Sharon David was “exuberant” and “bubbly” and “loved animals to the hills,” he said. She was a former director of the rodeo.
Renken belonged to an antique automobile club and was known as the friendly driver of a Ford Model A who was always volunteering to help.

Killings Had Shaken the Quiet Community

Robin Reedy, who was also in the Carson-Tahoe Region of the Antique Automobile Club of America, said she was surprised to learn Renken’s age.
“I would never have known she was 74 by the way she acted,” she said.
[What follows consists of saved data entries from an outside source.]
PR #275, opened 2018-01-20
rework several THT Relays (to make fit for new 3D models)

jkriege2:
- reworked several relays (rect pin1, pin1-marker on F.Fab/F.SilkS, orientation for 3D models, 3D model-links, some renames)
- added some missing relays (Finder_34.81, Finder_30.22, Finder_34.51, Finder_40.11, Finder_40.41, Panasonic_JW1)
- 3D models: https://github.com/KiCad/kicad-packages3D-source/pull/84 & https://github.com/KiCad/kicad-packages3D/pull/224
- symbols: https://github.com/KiCad/kicad-symbols/pull/195
- datasheets: 
  - https://gfinder.findernet.com/public/attachments/34/EN/S34USAEN.pdf
  - https://gfinder.findernet.com/public/attachments/30/EN/S30EN.pdf
  - https://www.finder-relais.net/de/finder-relais-serie-40.pdf
  - http://www3.panasonic.biz/ac/e_download/control/relay/power/catalog/mech_eng_jw.pdf?via=ok
- remaining KLC-errors/warnings:
  - Relay_SPDT_Schrack-RT1-16A-FormC_RM5mm: uses the 3D model from another footprint (thus the name-warning, but this is OK, just the pin-numbering changes in the footprint)
  - Relay_SPDT_Schrack-RT1-FormC_RM5mm checks out locally ... seems to be a bug in the scripts?

2018-01-20 16_35_34-3d viewer
2018-01-20 16_35_24-3d viewer
2018-01-20 16_34_01-pcbnew d__kicad_devproject_devproject kicad_pcb

------------


Ekran:
Hello, I would suggest to show the common, NO and NC pin like here: https://github.com/KiCad/kicad-footprints/pull/210

jkriege2:
This drawing on silk screen will be covered by the package, so is not visible after assembly ... so what's the point of it?

poeschlr:
We could add them to B.Silk. That way they are visible for trouble shooting without the need to look at the documentation. Maybe in addition also include them on fab for people who don't want to afford bottom silk.

evanshultz:
I would merge without any drawings or pin labels, just mentioning that personally I have found it helpful when troubleshooting to have that info on the footprint.

I have created unique footprints for each type of relay so the footprint does truly match the installed part. Not sure if this would be part of having an atomic component or not. Lastly, relays are generally simpler than the list you sent above and also, at least in my experience, and there are few in my library.

Ekran:
> Then what about relays in the same package, just with different pin-connections for different switch configs? 

This is the case only for relay with DIL housing, but not the most other because the inductor has pins named A1 A2, the switch 11, 12, 14 and 21, 22, 24 and so on

> I would merge without any drawings or pin labels,

+1

> just mentioning that personally I have found it helpful when troubleshooting to have that info on the footprint.

+1

poeschlr:
I think relays are one of the components where we might want to have true atomic parts. (Footprint and symbol specialized for one component. Both named with the manufacturer and manufacturer part number. 1:1 connection.)
Just because there are not really generic relays (or too many different types to find a naming convention that is still readable but conveys all the information necessary.)
If the relay footprints are then meant for only one specific part we can include graphics as well.

jkriege2:
I would be against a requirement/fixed rule, if we require something like that I would like to see that as a proposal, where it makes sense!

Since I redid several of the relays in the past weeks ... I fear a fixed rule would overwhelm us/the contributor with work? 

I would try and limit the number of footprints as good as possible (often the pin-numbering of the Manufacurer requires different variants anyways, then why not add the drawing), but I wouldn't force such a scheme ... just starting with the DIP-relays that will end up in a real mess, I think ...

jkriege2:
@poeschlr @evanshultz 

So to sum this discussion up: We don't require those drawing, but also are not against them if they are there.

Since I won't really want to put much more time into this PR, I will leave them out for now and we can possibly add them for these footprints ata later time. OK?


Would one of you then have time for a review of this PR (+symbols+3D packages)?

Best,
JAN

poeschlr:
Finder 30.22 does confuse me a bit. Where did you get your strange dimensions for the pad placement?
And the bottom courtyard clearance is not quite right.
screenshot from 2018-01-29 00-33-54

34.51 horizontal also has a wrong courtyard clearance on the bottom side.
screenshot from 2018-01-29 00-40-44

34.51 vertical looks good.
40.11 looks good

The datasheet you linked for the Panasonic JW1 Form B does not contain a form B. Only Form A and Form C. I assume this one should be called Form C.
If it is form c, two measurements are slightly wrong.
screenshot from 2018-01-29 00-56-57
The same measurements are also wrong for the Form A variant.

---

I did not check the footprints you only reworked. They don't have an obvious problem.

jkriege2:
- Relay_DPDT_Finder_30.22: fixed
- 34.51 actually that should be OK ... the pads to the right are larger (as are the pins), so the courtyard there should be fine!
- JW1's fixed (including 3D models)

poeschlr:
Looks good. Thanks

“This does not happen around here. It’s crazy.” — Teri Bower, resident
Koontz, who worked at a Walmart and as a manicurist at a local salon, was remembered by co-workers Tuesday as a positive woman who loved wearing bright colors. Her Walmart colleagues wore memorial buttons with her picture.
She was “the only person I know that could come to work wearing lime green glasses and lime green crocs and rock it,” said Teri Bower, who works at the store.
Koontz and her daughter were best friends, Bower said, and the mother had saved up money and surprised her daughter with a trip to Las Vegas for her 21st birthday in December.
Bower said the killings had shaken the quiet community where everyone knows everyone and big news is a pending storm “or a bear running down Main Street.”
“This does not happen around here,” Bower said. “It’s crazy.”